The actual task is to replace the tanh_() at line#799 with SeLU activation function in new_gate of gru_cell. The following code block is the RNN.cpp file from PyTorch github repo.
template <typename cell_params>
struct GRUCell : Cell<Tensor, cell_params> {
using hidden_type = Tensor;
hidden_type operator()(
const Tensor& input,
const hidden_type& hidden,
const cell_params& params,
bool pre_compute_input = false) const override {
if (input.is_cuda() || input.is_xpu()) {
TORCH_CHECK(!pre_compute_input);
auto igates = params.matmul_ih(input);
auto hgates = params.matmul_hh(hidden);
auto result = at::_thnn_fused_gru_cell(
igates, hgates, hidden, params.b_ih(), params.b_hh());
// Slice off the workspace argument (it's needed only for AD).

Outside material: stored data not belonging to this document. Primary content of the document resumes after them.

PR #150, opened 2022-09-23
Track the probe source files

nicholasberlin:
Previously, EbpfEvents.c.o and libEbpfEvents.a would not be rebuilt if probe source files were updated, likewise for host isolation libs. This PR make cmake aware of those sources and ensures a rebuild happens on changes to those files.

### DIFF
--- a/GPL/Events/CMakeLists.txt
+++ b/GPL/Events/CMakeLists.txt
@@ -30,7 +30,7 @@ ebpf_probe_target(EventProbe
     DEPENDENCIES libbpf vmlinux
     FLAGS ${EVENTS_PROBE_CFLAGS}
     PUBLIC_HEADERS EbpfEventProto.h
-    FILES
+    DEPENDS
     ${CMAKE_CURRENT_SOURCE_DIR}/File/Probe.bpf.c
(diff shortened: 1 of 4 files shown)


GPL/Events/CMakeLists.txt
```diff
@@ -30,5 +30,15 @@ ebpf_probe_target(EventProbe
     DEPENDENCIES libbpf vmlinux
     FLAGS ${EVENTS_PROBE_CFLAGS}
     PUBLIC_HEADERS EbpfEventProto.h
+    FILES
+    ${CMAKE_CURRENT_SOURCE_DIR}/File/Probe.bpf.c
```
mmat11, line 34: I don't know how cmake works, is there a way to put a wildcard here?

mmat11 (approved):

return std::move(std::get<0>(result));
}
const auto chunked_igates = pre_compute_input
? input.unsafe_chunk(3, 1)
: params.linear_ih(input).unsafe_chunk(3, 1);
auto chunked_hgates = params.linear_hh(hidden).unsafe_chunk(3, 1);
const auto reset_gate =
chunked_hgates[0].add_(chunked_igates[0]).sigmoid_();
const auto input_gate =
chunked_hgates[1].add_(chunked_igates[1]).sigmoid_();
**const auto new_gate =
chunked_igates[2].add(chunked_hgates[2].mul_(reset_gate)).tanh_();**
return (hidden - new_gate).mul_(input_gate).add_(new_gate);
}
};
The new_gate is the Tensor. How we can implement a custom function to iterate over the Tensor and apply the Selu activation function on them ??
I replaced the tanh_() with selu_() that was present in the build/aten/src/ATen/ops/selu.h folder after building the PyTorch from source code In Develop Mode and Also included the related header files. But on Re-Building it generated an error "Did you mean relu_()".
I also tried to implement my own function for selu() but the problem was regarding Tensor datatype.